The Secretary General of the Muslim Council of Britain says he will not dilute criticism of the establishment because he has received a knighthood.
Sir Iqbal says he will not be silenced on important issues
Sir Iqbal Sacranie told Sky's Sunday with Adam Boulton the honour would not make it more difficult for him to speak out over issues such as the Iraq war.
He said the knighthood, awarded in the Queen's Birthday Honours, recognised "the work of the community at large".
Sir Iqbal also welcomed plans to make inciting religious hatred an offence.
He said: "As a Muslim we work in community work, charitable work, for the sole purpose of seeking pleasure from your creator.
"And whilst doing that work, of course there are areas of difficulties that you face, difficult decisions have to be made but then, at the end of the day, the decisions are based on what is right for the community and for the society at large.

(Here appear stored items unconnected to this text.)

Issue #1447, opened 2023-09-19
[TASK] Extract PMP from MMU module


JeanRochCoulon:
### Is there an existing CVA6 task for this?

- [x] I have searched the existing task issues

### Task Description

Today PMP dedicated to data is inside MMU module. Removing MMU removes PMP, which is not wanted. 

### Required Changes

The objective is to instantiate data PMP outside MMU. Duplication of code must be avoided.

### Current Status

TODO

### Risks

Be careful to well reconnect the exceptions information.

### Prerequisites

none

### KPI (KEY Performance Indicators)

none

### Description of Done

PR merged in cva6 master. PMP functional for embedded configuration.

JeanRochCoulon:
@mike, I tried to assign @CoralieAllioux to this task, but Bosch contributors are not included in the Github cva6 project. Could you include Coralie, Nicolas, Oliver and Jean-Christian ?

JeanRochCoulon:
@CoralieAllioux, the different MMUs have been unified last week. The PMP extraction is possible. Can you update us about your plan ?

CoralieAllioux:
Hi @JeanRochCoulon, it is still plan to contribute to the PMP extraction. Since the unified MMU is on the master branch, the design will be start (updated) ASAP. However, we miss to define some tests to provide with the RTL. We are working on it.
Does it answer your question?

JeanRochCoulon:
Good !

JeanRochCoulon:
Done by #2528

PR #2260, opened 2024-06-14
[Pmp] Parameter for PMP without MMU

CoralieAllioux:
First step for the PMP standalone: adding a dedicated parameter in config package and all configs.

It contributes to https://github.com/openhwgroup/cva6/issues/1447

### DIFF
--- a/core/include/build_config_pkg.sv
+++ b/core/include/build_config_pkg.sv
@@ -160,6 +160,8 @@ package build_config_pkg;
     cfg.VpnLen = VpnLen;
     cfg.PtLevels = PtLevels;
 
+    cfg.PmpPresent = CVA6Cfg.PmpPresent;
+
     return cfg;
   endfunction
 
--- a/core/include/config_pkg.sv
+++ b/core/include/config_pkg.sv
@@ -196,6 +196,8 @@ package config_pkg;
     bit unsigned                 UseSharedTlb;
     // MMU depth of shared TLB
     int unsigned                 SharedTlbDepth;
+    /// Enable PMP without MMU
+    bit                          PmpPresent;
   } cva6_user_cfg_t;
 
   typedef struct packed {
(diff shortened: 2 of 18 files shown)


JeanRochCoulon:
Hello @CoralieAllioux 
The new parameter name tells the PMP instruction and data will be present when PmpPresent = 1. For instance:
- When MMU is present and PmpPresent = 0, we understand the PMP is not present
- When PmpPresent = 0, we understand the PMP instruction is not present whatever the MMU.
If it is the case, it would be great, do you confirm?  Otherwise, it could be confusing.

CoralieAllioux:
Hello @JeanRochCoulon,
About the parameter, it only instantiates the PMP when the MMU is **not** present. Therefore the parameter PmpPresent is ignore in that case.
I could then rename it to PmpStandalonePresent or something similar to be more explicit. Would it be better for you?

JeanRochCoulon:
This new parameter allows to disable the PMP _data_ when MMU not present and PmpPresent=0. To me this configuration does not need to be supported: this configuration is not compliant to RISC-V and I do not know a CVA6 user pleased to use it so far (maybe youself ?).

CoralieAllioux:
I am not sure to understand your last comment. _PmpStandalonePresent_ was a suggestion to **rename** _PmpPresent_ if not explicit enough. This is not a new parameter

Here the possible configuration we're proposing:
- **MmuPresent=0 and PmpPresent=0:** nothing changes
- **MmuPresent=1 and PmpPresent=0:** nothing changes
- **MmuPresent=1 and PmpPresent=1:** nothing changes
- **MmuPresent=0 and PmpPresent=1:** here a pmp data and a pmp instruction are inserted, working without mmu

JeanRochCoulon:
RISC-V specification tells that PMP is optional. But in CVA6, PMP regions are always 16.
To be compliant PMP data and instruction shall be supported. It is not the case Today when MMU is not present.
Your modification will make CVA6 compliant to RISCV when MMU is not present.

CoralieAllioux:
Oh, so you're telling MmuPresent=0 is sufficient? If so, PmpPresent is not necessary... and the PR is not needed anymore

CoralieAllioux:
Sorry for the missunderstanding. Then I cancel the PR.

"So you will be quite critical about the Cabinet, about the establishment, and if there is some very positive work done by the Cabinet and establishment you would need to support and encourage them."
Sir Iqbal said a religious hatred law would bring about greater equality.
"You can't have a society where we say that everybody is to be treated equally...when there are certain disadvantages, certain lacunas in law that treats certain communities and particularly certain faith communities in a disadvantaged manner."